The third joint venture area of Issia and Bocanda may be considered a little more speculative given the absence of any historical data suggesting both are less developed than the other two project areas. However, the areas were spotlighted by a proprietary system provided by ASX-listed Predictive Discovery called “Predictor” which has some form in the region, correctly targeting a number of other discoveries in Côte d’Ivoire and neighbouring Burkina Faso and Guinea using the same technique.
Tanga Resources’ Executive Director, Chris van Wijk said: “We are extremely pleased to be able to acquire such a significant tenement package in Côte d’Ivoire, a country hosting over 30% of West Africa’s Birimian greenstone belts but vastly underexplored compared to neighbouring countries.”
“The tenement package is highly prospective, with previous work having identified multiple drill ready targets. 1,150km2 of tenements were identified by PDI, using their proprietary techniques to identify exploration projects, which have resulted in at least three virgin gold discoveries in Burkina Faso, Cote d’Ivoire and Guinea in the last seven years.”
“The acquisition positions Tanga with a high-quality portfolio of gold exploration projects in Côte d’Ivoire where we are excited to undertake systematic exploration to unlock the value in these properties.”
The principal terms of the acquisition require Tanga to pay “approximately” $150,000 to the vendor, including initial payments and transaction costs. Tanga is also responsible for managing and funding future, staged exploration activities.
In consideration, Tanga will earn an 80 per cent equity interest provided it meets the minimum expenditure required on any granted licence over 12 months and keeps the licence in good standing, as a part of Stage 1. Tanga will also fund the work program of exploration to a successful discovery, including resource estimation and pre-feasibility study milestones under Stage 2.
In the event of a discovery being made and Stage 2 being completed, Tanga said the minority partner has an option of contributing its 20 per cent share of subsequent costs.
If Tanga’s JV partner opts to dilute and its interest falls below 10 per cent, the interest will instead convert to a 2 per cent Net Smelter Return Royalty, “NSR Royalty”, on future gold production from mining operations on any of the Côte d’Ivoire project’s tenements.
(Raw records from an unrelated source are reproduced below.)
PR #3750, opened 2023-01-18
perf: lazy load most plugins

LostNeophyte:
faster startup
image


lua/lvim/plugins.lua
```diff
@@ -113,21 +116,23 @@ local core_plugins = {
...
   -- NvimTree
   {
     "kyazdani42/nvim-tree.lua",
-    -- event = "BufWinOpen",
-    -- cmd = "NvimTreeToggle",
     config = function()
       require("lvim.core.nvimtree").setup()
     end,
     enabled = lvim.builtin.nvimtree.active,
+    cmd = { "NvimTreeToggle", "NvimTreeOpen", "NvimTreeFocus" },
```
pr-313, line 134: Could we perhaps add NvimTreeFindFileToggle here as well? 
Have been testing this PR today and ran into this limitation with my config as I turn the autochdir equivalent of nvim-tree off

lua/lvim/plugins.lua
```diff
@@ -159,10 +165,10 @@ local core_plugins = {
   -- Comments
   {
     "numToStr/Comment.nvim",
```
pr-313, line 167: Load order might be a problem here
When doing the following
Open lvim > find file using Telescope > hit the comment line keybind <leader>/

Which-key will need to list comment.nvim as a dependency for <leader>/ to work.

gcc,gcb work well though.

lua/lvim/lsp/config.lua
```diff
@@ -96,12 +96,12 @@ return {
   },
   buffer_mappings = {
     normal_mode = {
-      ["K"] = { vim.lsp.buf.hover, "Show hover" },
-      ["gd"] = { vim.lsp.buf.definition, "Goto Definition" },
-      ["gD"] = { vim.lsp.buf.declaration, "Goto declaration" },
-      ["gr"] = { vim.lsp.buf.references, "Goto references" },
-      ["gI"] = { vim.lsp.buf.implementation, "Goto Implementation" },
-      ["gs"] = { vim.lsp.buf.signature_help, "show signature help" },
+      ["K"] = { "<cmd>lua vim.lsp.buf.hover()", "Show hover" },
```
pr-313, line 99: Will need a \<CR\> at the end of these commands, its erroring out currently.

lua/lvim/core/which-key.lua
```diff
@@ -205,20 +205,20 @@ M.config = function()
         a = { "<cmd>lua vim.lsp.buf.code_action()<cr>", "Code Action" },
         d = { "<cmd>Telescope diagnostics bufnr=0 theme=get_ivy<cr>", "Buffer Diagnostics" },
         w = { "<cmd>Telescope diagnostics<cr>", "Diagnostics" },
-        f = { require("lvim.lsp.utils").format, "Format" },
+        f = { "<cmd>lua require('lvim.lsp.utils').format()", "Format" },
```
pr-313, line 208: Same as previous comment, need \<CR\> at the end of \<cmd\>

pr-313:
Raised PR https://github.com/LunarVim/LunarVim/pull/3754
To fix the issue raised

lua/lvim/lsp/config.lua
```diff
@@ -96,12 +96,12 @@ return {
   },
   buffer_mappings = {
     normal_mode = {
-      ["K"] = { vim.lsp.buf.hover, "Show hover" },
-      ["gd"] = { vim.lsp.buf.definition, "Goto Definition" },
-      ["gD"] = { vim.lsp.buf.declaration, "Goto declaration" },
-      ["gr"] = { vim.lsp.buf.references, "Goto references" },
-      ["gI"] = { vim.lsp.buf.implementation, "Goto Implementation" },
-      ["gs"] = { vim.lsp.buf.signature_help, "show signature help" },
+      ["K"] = { "<cmd>lua vim.lsp.buf.hover()<cr>", "Show hover" },
```
kylo252, line 99: what's the reason behind this change? is it something to do with string dump?

lua/lvim/core/theme.lua
```diff
@@ -85,8 +85,12 @@ M.setup = function()
   vim.g.colors_name = lvim.colorscheme
   vim.cmd("colorscheme " .. lvim.colorscheme)
 
-  require("lvim.core.lualine").setup()
-  require("lvim.core.lir").icon_setup()
+  if package.loaded.lualine then
```
kylo252, line 88: isn't it better to move this line into the plugin's `config` section instead?

https://github.com/LunarVim/LunarVim/blob/edc5e0e93f10cdd7ebd0de936b22ec4bfb2e852c/init.lua#L19

lua/lvim/core/telescope.lua
```diff
@@ -7,21 +7,22 @@ local M = {}
 ---| "center"   # retain the default telescope theme
 
 function M.config()
-  -- Define this minimal config so that it's available if telescope is not yet available.
+  local lazy_action = function(name)
```
kylo252, line 10: is this necessary? I thought it would've been covered by one of the utility functions

lua/lvim/core/autocmds.lua
```diff
@@ -121,6 +121,35 @@ function M.load_defaults()
         end,
       },
     },
+    { -- taken from AstroNvim
```
kylo252, line 124: I'm not quite sold on these, at least not the DirOpened one, what happens if you try to open nvim-tree from the dashboard? :thinking:

lua/lvim/core/telescope.lua
LostNeophyte: it's necessary unless I put `actions.smart_send_to_qflist + actions.open_qflist` in a function which I guess is a more readable and easier approach

lua/lvim/core/autocmds.lua
LostNeophyte: then nvimtree will load by `:NvimTreeToggle` cmd

lua/lvim/core/theme.lua
LostNeophyte: I think it needs to be here so that it's run when the colorscheme is changed

lua/lvim/utils/modules.lua
```diff
@@ -95,4 +95,59 @@ M.reload = function(mod)
...
+  return setmetatable({}, {
+    __index = function(_, k)
+      return function(...)
+        return require(require_path)[k](...)
+      end
+    end,
+  })
+end
+
+function M.lazy_set(require_path, fn_name)
```
kylo252, line 122: did you write this manually? isn't this one missing `__call`?

LostNeophyte: yes and yes

kylo252: > although it doesn't need __call, it makes more sense to use `require_on_exported_call` in that case

I think you forgot to add that one :eyes:

[wouldn't it be the one to use with telescope?](https://github.com/tjdevries/lazy-require.nvim/blob/bb626818ebc175b8c595846925fd96902b1ce02b/lua/lazy-require.lua#L56-L61)

lua/lvim/lsp/config.lua
kylo252: > it's so that `vim.lsp` won't be loaded when this file is run

hmm, can't we overwrite `vim.lsp` once?

lua/lvim/utils/modules.lua
LostNeophyte: I did change telescope to use `require_on_exported_call`

`lazy_set` is only used for dashboard config table so that it's loaded with the plugin or if the user wants to change something in the table

lua/lvim/core/cmp.lua
```diff
@@ -277,24 +278,24 @@ M.config = function()
...
-      ["<C-f>"] = cmp.mapping.scroll_docs(4),
-      ["<C-y>"] = cmp.mapping {
-        i = cmp.mapping.confirm { behavior = cmp.ConfirmBehavior.Replace, select = false },
+    mapping = cmp_mapping.preset.insert {
+      ["<C-k>"] = cmp_mapping(cmp_mapping.select_prev_item(), { "i", "c" }),
+      ["<C-j>"] = cmp_mapping(cmp_mapping.select_next_item(), { "i", "c" }),
+      ["<Down>"] = cmp_mapping(cmp_mapping.select_next_item { behavior = cmp_types.SelectBehavior.Select }, { "i" }),
+      ["<Up>"] = cmp_mapping(cmp_mapping.select_prev_item { behavior = cmp_types.SelectBehavior.Select }, { "i" }),
+      ["<C-d>"] = cmp_mapping.scroll_docs(-4),
+      ["<C-f>"] = cmp_mapping.scroll_docs(4),
```
opalmay, line 287: How is this gonna work in user configs?

LostNeophyte: Unfortunately it won't, the user would need to do the same thing, but i think that most don't edit these mappings

opalmay: Is it a breaking change, or would it only prevent lazy loading?

LostNeophyte: not breaking, if the user requires cmp in their config it will load and that's all

opalmay (approved):

lua/lvim/plugins.lua
```diff
@@ -6,25 +6,28 @@ local core_plugins = {
...
+  { "williamboman/mason-lspconfig.nvim", lazy = true, dependencies = "mason.nvim" },
   { "tamago324/nlsp-settings.nvim", lazy = true },
   { "jose-elias-alvarez/null-ls.nvim", lazy = true },
   {
     "williamboman/mason.nvim",
     config = function()
       require("lvim.core.mason").setup()
     end,
+    lazy = true,
   },
```
cshuaimin, line 18: I can't use `:Mason` cmd now, could you please add `cmd = "Mason"` here?

LostNeophyte: thanks for the review, I missed that, I'll also need to add LspInstall

ChristianChiarulli:
image

After initial install alpha doesn't seem to load correctly.

LostNeophyte:
> After initial install alpha doesn't seem to load correctly.

I can't reproduce

ChristianChiarulli:
probably some weird state on my end let me try clearing things out a little harder.

ChristianChiarulli (approved):

lua/lvim/core/bufferline.lua
```diff
@@ -152,6 +152,8 @@ M.setup = function()
     return
   end
 
+  vim.opt.showtabline = 2
+
```
kylo252, line 156: why not move is settings,lua?

ChristianChiarulli:
Actually I'm also noticing some issues with using copilot and tabnine, seems like suggestion don't show up when they're loaded

lua/lvim/core/cmp.lua
```diff
@@ -118,14 +118,15 @@ end
 M.methods.jumpable = jumpable
 
 M.config = function()
-  local status_cmp_ok, cmp = pcall(require, "cmp")
+  local status_cmp_ok, cmp_types = pcall(require, "cmp.types.cmp")
```
kylo252, line 121: wouldn't this require `cmp` anyway? I think we would need to get rid of this condition

lua/lvim/core/cmp.lua
```diff
@@ -138,7 +139,7 @@ M.config = function()
       return lvim.builtin.cmp.active
     end,
     confirm_opts = {
-      behavior = cmp.ConfirmBehavior.Replace,
+      behavior = cmp_types.ConfirmBehavior.Replace,
```
kylo252, line 142: this is still in `cmp`, see https://github.com/hrsh7th/nvim-cmp/blob/e7e2ef7031db8e0cfad7ad9916ec766ddd9dbb3b/lua/cmp/init.lua#L188

```suggestion
      behavior = cmp.ConfirmBehavior.Replace,
```

lua/lvim/core/cmp.lua
```diff
@@ -277,24 +278,24 @@ M.config = function()
...
-      ["<Up>"] = cmp.mapping(cmp.mapping.select_prev_item { behavior = cmp.SelectBehavior.Select }, { "i" }),
-      ["<C-d>"] = cmp.mapping.scroll_docs(-4),
-      ["<C-f>"] = cmp.mapping.scroll_docs(4),
-      ["<C-y>"] = cmp.mapping {
-        i = cmp.mapping.confirm { behavior = cmp.ConfirmBehavior.Replace, select = false },
+    mapping = cmp_mapping.preset.insert {
+      ["<C-k>"] = cmp_mapping(cmp_mapping.select_prev_item(), { "i", "c" }),
+      ["<C-j>"] = cmp_mapping(cmp_mapping.select_next_item(), { "i", "c" }),
+      ["<Down>"] = cmp_mapping(cmp_mapping.select_next_item { behavior = cmp_types.SelectBehavior.Select }, { "i" }),
+      ["<Up>"] = cmp_mapping(cmp_mapping.select_prev_item { behavior = cmp_types.SelectBehavior.Select }, { "i" }),
```
kylo252, line 285:
```suggestion
      ["<Down>"] = cmp_mapping(cmp_mapping.select_next_item { behavior = cmp.SelectBehavior.Select }, { "i" }),
      ["<Up>"] = cmp_mapping(cmp_mapping.select_prev_item { behavior = cmp.SelectBehavior.Select }, { "i" }),
```

lua/lvim/core/cmp.lua
```diff
@@ -277,24 +278,24 @@ M.config = function()
...
+      ["<C-d>"] = cmp_mapping.scroll_docs(-4),
+      ["<C-f>"] = cmp_mapping.scroll_docs(4),
+      ["<C-y>"] = cmp_mapping {
+        i = cmp_mapping.confirm { behavior = cmp_types.ConfirmBehavior.Replace, select = false },
```
kylo252, line 289:
```suggestion
        i = cmp_mapping.confirm { behavior = cmp.ConfirmBehavior.Replace, select = false },
```

lua/lvim/core/cmp.lua
```diff
@@ -277,24 +278,24 @@ M.config = function()
...
         c = function(fallback)
           if cmp.visible() then
-            cmp.confirm { behavior = cmp.ConfirmBehavior.Replace, select = false }
+            cmp.confirm { behavior = cmp_types.ConfirmBehavior.Replace, select = false }
```
kylo252, line 292:
```suggestion
            cmp.confirm { behavior = cmp.ConfirmBehavior.Replace, select = false }
```

lua/lvim/core/cmp.lua
```diff
@@ -317,16 +318,16 @@ M.config = function()
...
+      ["<C-e>"] = cmp_mapping.abort(),
+      ["<CR>"] = cmp_mapping(function(fallback)
         if cmp.visible() then
           local confirm_opts = vim.deepcopy(lvim.builtin.cmp.confirm_opts) -- avoid mutating the original opts below
           local is_insert_mode = function()
             return vim.api.nvim_get_mode().mode:sub(1, 1) == "i"
           end
           if is_insert_mode() then -- prevent overwriting brackets
-            confirm_opts.behavior = cmp.ConfirmBehavior.Insert
+            confirm_opts.behavior = cmp_types.ConfirmBehavior.Insert
```
kylo252, line 330:
```suggestion
            confirm_opts.behavior = cmp.ConfirmBehavior.Insert
```

opalmay:
> image
> 
> After initial install alpha doesn't seem to load correctly.

Just noticed this yesterday too after upgrading nvim.
I can reproduce on `NVIM v0.9.0-dev-834+g4c90a84c6` but not on `NVIM v0.8.2`

> Actually I'm also noticing some issues with using copilot and tabnine, seems like suggestion don't show up when they're loaded

I'm using Copilot and can't reproduce. Try checking the output of `:Copilot status`

lua/lvim/core/cmp.lua
LostNeophyte: no, cmp is not required with this, I checked with --startuptime

lua/lvim/core/bufferline.lua
LostNeophyte: when it was in settings, there was flickering when default tabline changed to bufferline when it's loaded

lua/lvim/core/cmp.lua
kylo252: we don't need it anyways, so let's remove this artificial guard.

The company may also, at any time, purchase from the minority shareholder half of the NSR Royalty, reducing the NSR Royalty to 1 per cent, for a purchase price of US$10 million.
Tanga said it would also make additional payments of $150,000 to the joint venture partners upon the first exploration license being granted under two of the three JVs.
At the same time as detailing the acquisition, the company also announced the appointment of chartered accountant, Steven Michael as a Non-Executive Director.
Mr Michael, managing director of FTI Consulting, brings to the company more than 25 years’ experience in the global resources sector, specialising in corporate finance and equity capital markets with a CV that includes stints with Macquarie Bank, Rothschild and Royal Bank of Canada.
Mr Michael is also a Non-Executive Director of Predictive Discovery and was previously Managing Director of ASX-listed Arrow Minerals Limited which held several gold exploration projects in Burkina Faso.
Tanga has said while plans are to prioritise exploration on its newly acquired Côte d’Ivoire projects, the company will, concurrently, continue to forge ahead with exploration work at its Damara gold project in Namibia.